_The problem_:
Give the count of lines in the entries below that contain the string "hope", and only that count.

Dataset entries
PR #2111, opened 2016-10-06
Add req.storage_hint

fgsch:
This hints Varnish which storage backend it should use when dealing with the request body (if any).

Supersedes to #2108. Fixes #1914.


bsdphk:
Stevedores are objects in VCL, it doesn't have to be a hint anymore.

The question is if it should still have "hint" semantics though

fgsch:
This will be replaced with the code I'm currently working on. Closing.

hermunn:
Backport review: Will be replaced by upcomming commits or pull requests. Nothing to backport here.

PR #2113, opened 2016-10-13
Ban to vmod and error msg

nigoroll:
* move the ban function to vmod std
* return the error string or the empty string if no error


fgsch:
If we ran out of workspace we won't log anything at all. This is different to the existing behaviour.

nigoroll:
> If we ran out of workspace we won't log anything at all. This is different to the existing behaviour.
Not for those cases where `err` is a fixed string, but otherwise yes.
I don't think this is relevant, but if you think it is, we can buy this by complicating the code a bit

fgsch:
That's one concern. The other is that by moving the code to std people won't be able to ban from other VMODs. 
I reckon we should leave the code in core and either add a new argument or split the function into 2.
I believe this is how we have done it in the past (e.g. rollback).

nigoroll:
@fgsch, good point. vmods should be able to issue bans.
So should we keep `VRT_ban_string` in core with a changed signature (returning the error or NULL) and still move the VCL `ban()` function to _std_ in order to get rid of the extra vcc code?

lkarsten:
Why do you want this to be in a vmod and not in core?

fgsch:
@lkarsten: 

@nigoroll mentioned it on irc. The idea is to be able to obtain the error if the ban failed for whatever reason and communicate it back to the requester via synth.

lkarsten:
I see. I would hope that we could keep VCL compatibility through such a change.

fgsch:
I'd prefer not to break backward compatibility either for point releases.
Maybe have them back-to-back until the next major release?

nigoroll:
@lkarsten @fgsch thank you for your feedback. I'm back now after a one-week break, hope to get back to this soon-ish

nigoroll:
I'll close this one and open a new PR when ready

hermunn:

nigoroll:
continued in #3486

_Result of the task_:
2